What is being asked:
Your answer should be the lines of the material that include the word "Some".

Extracted material:
□ □ □ □ □

PR #96, opened 2024-06-25
feat: implement hint processor

zmalatrax:
To implement hints, a few things are needed:

- A way to read variable used in hints (`ids.name`), managed by the `IdsManager` class.
This class relies on the `References` parsed from the `ReferenceManager` and the `Identifiers`, given in the compilation artifacts.

- Some hints use constants (or aliases to constants), fetched from the compilation artifact by the `extractConstants` method. (e.g. BigStruct using SquashedDict that are not implemented yet)

When instantiating the CairoRunner, the constants are extracted and the hints are transformed into an exploitable format to be stored as VirtualMachine attributes. 

 Some hints are using data from other hints, the ScopeManager is a stack of dictionaries (scopes) which allows sharing data across hints.

There still needs to add JSDoc and a few util methods might be implemented later on if a group of hints needs it.
At the moment it works but it might not be following our coding guidelines, parts might/should be refactored

### DIFF
--- a/src/hints/hint.ts
+++ b/src/hints/hint.ts
@@ -20,7 +20,7 @@ export class HintProcessor {
     this.scopeManager = new ScopeManager();
   }
 
-  compile(hint: Hint, refManager: ReferenceManager): HintData {
+  static compile(hint: Hint, refManager: ReferenceManager): HintData {
     const references = new Map<string, HintReference>();
     Object.entries(hint.flow_tracking_data.reference_ids).map(
       ([name, index]) => {
--- a/src/hints/hint.ts
+++ b/src/hints/hint.ts
@@ -20,6 +20,12 @@ export class HintProcessor {
     this.scopeManager = new ScopeManager();
   }
 
+  /** Compile an hint from the compilation artifact
+   * to a format that can be easily executed.
+   *
+   * @param hint The hint to be compiled, from the compilation
+   * @param refManager All the program references
+   */
   static compile(hint: Hint, refManager: ReferenceManager): HintData {
     const references = new Map<string, HintReference>();
     Object.entries(hint.flow_tracking_data.reference_ids).map(
@@ -40,6 +46,18 @@ export class HintProcessor {
     };
   }
 
+  /**
+   * Execute an hint based on its code
+   * `hint.code` allows mapping the Python hint code
+   * to its associated function in TypeScript
+   *
+   * `hint.ids` and `vm` provide the context
+   * on which the hint must be executed.
+   *
+   * The virtual machine stores the constants
+   * used by the program.
+   *
+   */
   execute(hint: HintData, vm: VirtualMachine) {
     switch (hint.code) {
       case hintCode.ADD_ECDSA_SIGNATURE:
--- a/src/hints/hint.ts
+++ b/src/hints/hint.ts
@@ -1,10 +1,12 @@
 import { UnknownHint, UnreachableReference } from 'errors/hint';
 
-import { Hint, ProgramConstants, ReferenceManager } from 'vm/program';
+import { Hint, ReferenceManager } from 'vm/program';
+import { VirtualMachine } from 'vm/virtualMachine';
 import { HintReference } from './hintReference';
 import { IdsManager } from './idsManager';
 import { ScopeManager } from './scopeManager';
-import { VirtualMachine } from 'vm/virtualMachine';
+import * as hintCode from './hintCode';
+import { addECDSASignature } from './signature/ecdsa';
 
 export type HintData = {
   ids: IdsManager;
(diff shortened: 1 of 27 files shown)


src/hints/scopeManager.ts
```diff
@@ -0,0 +1,52 @@
...
+
+  /** Set the variable `name` to `value` in the latest scope */
+  set(name: string, value: any) {
+    this.data[this.data.length - 1][name] = value;
+  }
+
+  /** Delete the variable `name` from the latest scope */
+  delete(name: string) {
+    const scope = this.data[this.data.length - 1];
+    delete scope[name];
```
ClementWalter, line 50:
```suggestion
    delete this.data[this.data.length - 1][name];
```

src/vm/program.ts
```diff
@@ -34,27 +35,99 @@ const Identifier = z.object({
...
+export function extractConstants(program: Program): ProgramConstants {
+  const constants: ProgramConstants = new ProgramConstants();
+  Object.entries(program.identifiers).map(([name, identifier]) => {
+    switch (identifier.type) {
+      case 'const':
+        const value = identifier.value;
+        if (!value) throw new ExpectedFelt(value);
+        constants.set(name, value);
+        break;
+      case 'alias':
```
ClementWalter, line 101: could the identifier type by an actual type?

src/vm/program.ts
```diff
@@ -34,27 +35,99 @@ const Identifier = z.object({
...
   return Program.parse(JSON.parse(program));
 }
+
+/**
+ *  Parse the program identifiers
+ * to return a map of constant name to their value
+ */
+export function extractConstants(program: Program): ProgramConstants {
+  const constants: ProgramConstants = new ProgramConstants();
+  Object.entries(program.identifiers).map(([name, identifier]) => {
```
ClementWalter, line 94: don't do swith here, it's the same as the one in `findConstFromAlias`, so just map the resolving function, and `constants.set(...)`

src/hints/hint.ts
```diff
@@ -0,0 +1,52 @@
...
+        const refManagerLen = refManager.references.length;
+        if (index >= refManagerLen)
+          throw new UnreachableReference(index, refManagerLen);
+        const splitName = name.split('.');
+        references.set(
+          splitName[splitName.length - 1],
+          HintReference.parseReference(refManager.references[index])
+        );
+      }
+    );
```
ClementWalter, line 36: refactor to be more functional

src/vm/program.ts
zmalatrax: I don't think so, it is semantic
Here is a list of identifier.type I've seen in compilation artifacts (might be non-exhaustive):
- function
- reference
- type_definition
- struct
- label
- const
- alias
- reference

src/hints/hint.ts
ClementWalter: like

```
const references = Object.entries(hint.flow_tracking_data.reference_ids)
  .map(
    ([name, index]) => {
      const reference = refManager.references[index]
      if (reference === undefined)
        throw new UnreachableReference(index, refManagerLen.references.length);
      return [
        name.split('.').pop(),
        HintReference.parseReference(reference)
      ]
    }
  )
  .reduce((acc, [name, reference]) => {
    acc[name] = reference;
    return acc;
  }, {})
```

src/hints/hintReference.test.ts
```diff
@@ -0,0 +1,369 @@
...
+    );
+  });
+
+  test('should parse cast([ap + (-1)] + [fp + (-3)], felt)', () => {
+    const reference: Reference = {
+      ap_tracking_data: AP_TRACKING_DATA_DEFAULT,
+      pc: 0,
+      value: 'cast([ap + (-1)] + [fp + (-3)], felt)',
+    };
+    expect(HintReference.parseReference(reference)).toEqual(
```
ClementWalter, line 290: parametrize all the tests to `parseReference`

src/hints/hint.ts
ClementWalter, line 1: add docstrings

src/hints/idsManager.ts
```diff
@@ -0,0 +1,151 @@
...
+  constructor(
+    public references: Map<string, HintReference>,
+    public hintApTrackingData: ApTrackingData,
+    public accessibleScopes: string[] = []
+  ) {
+    this.references = references;
+    this.hintApTrackingData = hintApTrackingData;
+  }
+
+  get(name: string, vm: VirtualMachine) {
```
ClementWalter, line 31: looks like feature envy

zmalatrax:
This PR aimed at implementing the Cairo Zero hints with their current format, which forces us to "compile" the hints (parse of references, apply ap tracking and a few other things) that we believe should not be part of the VM.

Therefore, until we have a way to pre-process the current compilation artifacts and provide artifacts which abstract this hint compilation from the VM, I'm closing this PR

□ □ □ □ □

Answer for this exercise:
- Some hints use constants (or aliases to constants), fetched from the compilation artifact by the `extractConstants` method. (e.g. BigStruct using SquashedDict that are not implemented yet)
 Some hints are using data from other hints, the ScopeManager is a stack of dictionaries (scopes) which allows sharing data across hints.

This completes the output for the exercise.